All the shards and replicas you’ve seen so far are distributed to nodes within an Elasticsearch cluster. Next we’ll look at some details about how Elasticsearch distributes shards and replicas in a cluster having one or more nodes.

2.2.3. Distributing shards in a cluster

The simplest Elasticsearch cluster has one node: one machine running one Elasticsearch process. When you installed Elasticsearch in chapter 1 and started it, you created a one-node cluster.

As you add more nodes to the same cluster, existing shards get balanced between all nodes. As a result, both indexing and search requests that work with those shards benefit from the extra power of your added nodes. Scaling this way (by adding nodes to a cluster) is called horizontal scaling; you add more nodes, and requests are then distributed so they all share the work. The alternative to horizontal scaling is to scale vertically; you add more resources to your Elasticsearch node, perhaps by dedicating more processors to it if it’s a virtual machine, or adding RAM to a physical machine. Although vertical scaling helps performance almost every time, it’s not always possible or cost-effective. Using shards enables you to scale horizontally.

Suppose you want to scale your get-together index, which currently has two primary shards and no replicas. As shown in figure 2.7, the first option is to scale vertically by upgrading the node: for example, adding more RAM, more CPUs, faster disks, and so on. The second option is to scale horizontally by adding another node and having your data distributed between the two nodes.

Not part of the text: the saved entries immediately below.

PR #8558, opened 2026-09-02
Close the Arrow writer when finalize() fails

### LINKED ISSUE #6917: WinError 32 The process cannot access the file during load_dataset
### Describe the bug

When I try to load the opus_book from hugging face (following the [guide on the website](https://huggingface.co/docs/transformers/main/en/tasks/translation))

```python
from datasets import load_dataset, Dataset

dataset = load_dataset("Helsinki-NLP/opus_books", "en-fr", features=["id", "translation"])
```

I get an error:
`PermissionError: [WinError 32] The process cannot access the file because it is being used by another process: 'C:/Users/Me/.cache/huggingface/datasets/Helsinki-NLP___parquet/ca-de-a39f1ef185b9b73b/0.0.0/2a3b91fbd88a2c90d1dbbb32b460cf621d31bd5b05b934492fdef7d8d6f236ec.incomplete\\parquet-train-00000-00000-of-NNNNN.arrow'
`

<details><summary>Full stacktrace</summary>
<p>

```python

File c:\Users\Me\.conda\envs\ia\lib\site-packages\datasets\builder.py:1858, in ArrowBasedBuilder._prepare_split_single(self, gen_kwargs, fpath, file_format, max_shard_size, job_id)
   [1857](file:///C:/Users/Me/.conda/envs/ia/lib/site-packages/datasets/builder.py:1857) _time = time.time()
-> [1858](file:///C:/Users/Me/.conda/envs/ia/lib/site-packages/datasets/builder.py:1858) for _, table in generator:
   [1859](file:///C:/Users/Me/.conda/envs/ia/lib/site-packages/datasets/builder.py:1859)     if max_shard_size is not None and writer._num_bytes > max_shard_size:

File c:\Users\Me\.conda\envs\ia\lib\site-packages\datasets\packaged_modules\parquet\parquet.py:59, in Parquet._generate_tables(self, files)
     [58](file:///C:/Users/Me/.conda/envs/ia/lib/site-packages/datasets/packaged_modules/parquet/parquet.py:58) def _generate_tables(self, files):
---> [59](file:///C:/Users/Me/.conda/envs/ia/lib/site-packages/datasets/packaged_modules/parquet/parquet.py:59)     schema = self.config.features.arrow_schema if self.config.features is not None else None
     [60](file:///C:/Users/Me/.conda/envs/ia/lib/site-packages/datasets/packaged_modules/parquet/parquet.py:60)     if self.config.features is not None and self.config.columns is not None:

AttributeError: 'list' object has no attribute 'arrow_schema'

During handling of the above exception, another exception occurred:

File c:\Users\Me\.conda\envs\ia\lib\site-packages\datasets\builder.py:1882, in ArrowBasedBuilder._prepare_split_single(self, gen_kwargs, fpath, file_format, max_shard_size, job_id)
   [1881](file:///C:/Users/Me/.conda/envs/ia/lib/site-packages/datasets/builder.py:1881) num_shards = shard_id + 1
-> [1882](file:///C:/Users/Me/.conda/envs/ia/lib/site-packages/datasets/builder.py:1882) num_examples, num_bytes = writer.finalize()
   [1883](file:///C:/Users/Me/.conda/envs/ia/lib/site-packages/datasets/builder.py:1883) writer.close()

File c:\Users\Me\.conda\envs\ia\lib\site-packages\datasets\arrow_writer.py:584, in ArrowWriter.finalize(self, close_stream)
    [583](file:///C:/Users/Me/.conda/envs/ia/lib/site-packages/datasets/arrow_writer.py:583) # If schema is known, infer features even if no examples were written
--> [584](file:///C:/Users/Me/.conda/envs/ia/lib/site-packages/datasets/arrow_writer.py:584) if self.pa_writer is None and self.schema:
...
--> [627](file:///C:/Users/Me/.conda/envs/ia/lib/shutil.py:627)         os.unlink(fullname)
    [628](file:///C:/Users/Me/.conda/envs/ia/lib/shutil.py:628)     except OSError:
    [629](file:///C:/Users/Me/.conda/envs/ia/lib/shutil.py:629)         onerror(os.unlink, fullname, sys.exc_info())

PermissionError: [WinError 32] The process cannot access the file because it is being used by another process: 'C:/Users/Me/.cache/huggingface/datasets/Helsinki-NLP___parquet/ca-de-a39f1ef185b9b73b/0.0.0/2a3b91fbd88a2c90d1dbbb32b460cf621d31bd5b05b934492fdef7d8d6f236ec.incomplete\\parquet-train-00000-00000-of-NNNNN.arrow'
``` 

</p>
</details> 

Steps to reproduce:

Just execute these lines

```python
from datasets import load_dataset, Dataset

dataset = load_dataset("Helsinki-NLP/opus_books", "en-fr", features=["id", "translation"])
```

### Expected behavior

I expect the dataset to be loaded without any errors.

### Environment info

| Package| Version|
|--------|--------|
| transformers| 4.37.2|
| python| 3.9.19|
| pytorch| 2.3.0|
| datasets|2.12.0 | 
| arrow  |  1.2.3| 
                 
I am using Conda on Windows 11.

antnewman:
Fixes #6917.

## Root cause

`_prepare_split_single` finalises the writer inside a `finally` block, in both builders (`builder.py:1558-1563` for `GeneratorBasedBuilder`, `builder.py:1864-1869` for `ArrowBasedBuilder`):

```python
finally:
    yield job_id, False, num_examples_progress_update
    num_shards = shard_id + 1
    num_original_shards = original_shard_id + 1
    writer.close()
```

`ArrowWriter.finalize()` can raise before it reaches its own `stream.close()`: `write_rows_on_file()` (`arrow_writer.py:781`), `write_examples_on_file()` (:783), `_build_writer()` (:786) and `pa_writer.close()` (:788) are all upstream of it. When one of those raises, `writer.close()` on the next line never runs and the Arrow file stays open. (The `SchemaInferenceError` branch at :794-795 is fine, it closes the stream first.)

`incomplete_dir` then cleans up (`builder.py:874-876`):

```python
finally:
    if os.path.exists(tmp_dir):
        shutil.rmtree(tmp_dir)
```

On Linux, unlinking a file that is still open succeeds and nobody notices. On Windows it raises `PermissionError`, **from inside a `finally`**, which replaces the exception that was propagating. That is the two-stage traceback in the issue: a real error, discarded, and a file-lock error in its place.

## Reproduction

Windows 10, Python 3.13.6, `main` at 5.0.2.dev0. Plain data, no mocking:

```python
import tempfile
import pyarrow as pa
from datasets.builder import ArrowBasedBuilder
from datasets.features import Features, Value
from datasets.info import DatasetInfo
from datasets.splits import Split, SplitGenerator

class DummyBuilder(ArrowBasedBuilder):
    def _info(self):
        return DatasetInfo(features=Features({"text": Value("string")}))

        return [SplitGenerator(name=Split.TRAIN)]

    def _generate_tables(self):
        # a single-row table is buffered by write_row() and only cast when finalize() flushes it
        yield 0, pa.table({"text": ["foo"], "extra": ["bar"]})

with tempfile.TemporaryDirectory() as tmp:
    DummyBuilder(cache_dir=tmp).download_and_prepare()
```

Before: `PermissionError: [WinError 32] ... 0.0.0.incomplete\...-00000-of-NNNNN.arrow`.
After: `DatasetGenerationError` wrapping `CastError: Couldn't cast ... because column names don't match`, which is the error the user needed to see.

## The change

Run `writer.close()` in a `finally` at both sites, and do not let a failure to close hide the original error:

```python
try:
finally:
    try:
        writer.close()
    except Exception as e:  # don't let a failure to close hide the original error
        logger.warning(f"Failed to close the writer while handling an error: {e!r}")
```

The inner guard matters. `ArrowWriter.close()` wraps `pa_writer.close()` in `try/except Exception: pass` (`arrow_writer.py:565-568`) but calls `self.stream.close()` unguarded (:569-570), and on a remote fsspec filesystem that close commits the upload and can fail. Without the guard, an `ENOSPC` or a failed commit would demote the user's real error to `__cause__.__context__`, which is the same masking this PR is fixing. This mirrors the shape of #8493 for `Dataset.map`.

The success path is unchanged: `finalize()` sets `pa_writer = None` and closes the stream, so the subsequent `close()` short-circuits on both guards and is a no-op. `ParquetWriter` overrides neither `finalize` nor `close`, so it inherits the same behaviour.

## Scope, and what this does not fix

- **Shard rotation is deliberately untouched, though not for the reason this note first gave.** It originally called wrapping those sites "strictly worse", on the grounds that the outer `finally` then re-finalises a spent writer and a `ValueError` replaces the real `OSError`. @ebarkhordar showed that comparison was against the wrong baseline: the masking is already there without the wrap, so wrapping is neutral rather than a regression. I withdraw "strictly worse". The masking itself is real and pre-existing — `finalize()` clears `pa_writer` at `arrow_writer.py:811` before closing the stream at `:813`, so a second `finalize()` rebuilds against a closed stream and raises `ValueError: I/O operation on closed file` (not "write to closed file", as this note also had it). Confirmed on Windows as well as Linux. Separate defect, not addressed here; see the discussion below.
- **`num_proc > 1` was never affected.** `Pool.__exit__` terminates workers, releasing their handles, before the parent's `rmtree`. I measured both paths; only the single-process path ever showed the bug.
- **Abandoning the generator still leaks.** `_prepare_split_single` is a generator whose outer `finally` begins with `yield`, so `GeneratorExit` (a `KeyboardInterrupt` landing in the consumer loop) skips the block entirely and neither `finalize()` nor `close()` runs. That is a pre-existing generator-lifecycle issue, unchanged by this PR, and fixing it means restructuring writer ownership.
- Also noticed and left alone: the same `finalize(); close()` shape in `packaged_modules/spark/spark.py:239` and `arrow_dataset.py:1955`, and a double-`finalize()` on one writer at `arrow_dataset.py:4014` / `:4019`.

## Tests

`test_builder_download_and_prepare_when_finalize_fails` is parametrised over both builders and fails on `main` on every platform, for different reasons: on Windows with `PermissionError [WinError 32]`, and on Linux on the leaked-handle assertion, since there the original error propagates correctly and only the file handle is left open. So it needs no platform guard. I verified the Linux behaviour by making `rmtree` tolerant to mimic POSIX unlink semantics.

## CI

On this machine, 15 tests in `tests/test_arrow_dataset.py` (`from_parquet`, `to_iterable_dataset`) fail identically with and without this change; I checked them against unmodified `main`. `tests/test_builder.py` and `tests/test_arrow_writer.py` are green (142 passed, 3 skipped).


ebarkhordar (commented):
I ran both arms in a clean container (`python:3.12-slim`, `pip install -e .`) at `4e79da3805cca32c2656138359e2d3920326c066` and at the merge base `bff13713a1e63a57a4793273df7665ce5f17a413`.

The scope note says the rotation sites are fine because "the outer `finally` finalises and closes the same object and the handle is released anyway". That holds for the handle. The masking you measured when you tried wrapping them is already there without the wrap.

`builder.py:1535` calls `finalize()`, which sets `pa_writer = None` at `arrow_writer.py:789` and only then calls `self.stream.close()` at :791. If that close raises, `writer` is not rebound, so the outer `finally` re-finalises the same object, `pa_writer` is now `None`, and `finalize()` goes on into `_build_writer(self.schema)` against a stream that is gone.

I injected the failure at the first shard's `stream`: `close()` marks the stream closed and then raises `OSError(28)`, which is the order fsspec's `AbstractBufferedFile.close` uses, since `self.closed = True` sits in its `finally`. Six 4KB rows, `_writer_batch_size = 1`, `max_shard_size = 1024`, so rotation fires on a real generator.

```
[0] DatasetGenerationError: An error occurred while generating the dataset
[1] ValueError: I/O operation on closed file
[2] OSError: [Errno 28] No space left on device
```

Identical on both arms, so this is pre-existing and your diff neither causes it nor makes it worse. `raise DatasetGenerationError(...) from e` picks [1], so the disk-full error the user needs is the one they do not see. Same demotion this PR removes at the other site, from the other direction.

That puts the "strictly worse" comparison against a baseline that already had it, which may change the answer: is the real problem at those two sites the missing `close()`, or the outer `finally` re-finalising a writer that is already spent?

I did not test on Windows and I did not test against a real remote filesystem.

antnewman:
Thank you — that is a careful piece of work, and you are right.

I have rebased onto main (the branch was 22 commits behind, so my earlier line numbers pointed at other real lines) and corrected the scope note. Line numbers below are current main.

## What I am withdrawing

The note made two claims and you refuted the second. **"Strictly worse" was wrong**, and it was wrong for the reason you give: I compared a wrapped rotation site against a baseline I assumed was clean, when the `ValueError` was already there unwrapped. Wrapping is neutral, not a regression. I have struck that from the description.

The handle half you granted, and it does hold — but it never licensed the conclusion I drew from it.

## Confirming it, including the platform you flagged

You said you had not tested Windows. I have, and I get your trace exactly — Windows 10, Python 3.13.6, pyarrow 25.0.1, six 4KB rows, `_writer_batch_size = 1`, `max_shard_size = 1024`, failing the first shard's `stream.close()`:

```
[0] DatasetGenerationError: An error occurred while generating the dataset
[1] ValueError: I/O operation on closed file
[2] OSError: [Errno 28] No space left on device
```

Isolated from the builder, the mechanism is just the two calls:

```python
writer = ArrowWriter(stream=FailingCloseStream(), schema=schema)
writer.write({"x": 1})
try:
    writer.finalize()          # OSError: [Errno 28]
except OSError:
    writer.finalize()          # ValueError: I/O operation on closed file
```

Figure 2.7. To improve performance, scale vertically (upper-right) or scale horizontally (lower-right).

We talk more about performance in chapter 10. For now, let’s see how indexing and searching work across multiple shards and replicas.

2.2.4. Distributed indexing and searching

At this point you might wonder how indexing and searching work with multiple shards spread across multiple nodes.

Let’s take indexing, as shown in figure 2.8. The Elasticsearch node that receives your indexing request first selects the shard to index the document to. By default, documents are distributed evenly between shards: for each document, the shard is determined by hashing its ID string. Each shard has an equal hash range, with equal chances of receiving the new document. Once the target shard is determined, the current node forwards the document to the node holding that shard. Subsequently, that indexing operation is replayed by all the replicas of that shard. The indexing command successfully returns after all the available replicas finish indexing the document.

Figure 2.8. Indexing operation is forwarded to the responsible shard and then to its replicas.

With searching, the node that receives the request forwards it to a set of shards containing all your data. Using a round-robin, Elasticsearch selects an available shard (which can be primary or replica) and forwards the search request to it. As shown in figure 2.9, Elasticsearch then gathers results from those shards, aggregates them into a single reply, and forwards the reply back to the client application.

Figure 2.9. Search request is forwarded to primary/replica shards containing a complete set of data. Then results are aggregated and sent back to the client.

By default, primary and replica shards get hit by searches in round-robin, assuming all nodes in your cluster are equally fast (identical hardware and software configurations). If that’s not the case, you can organize your data or configure your shards to prevent the slower nodes from becoming a bottleneck. We explore such options further in chapter 9. For now, let’s start indexing documents in the single-node Elasticsearch cluster that you started in chapter 1.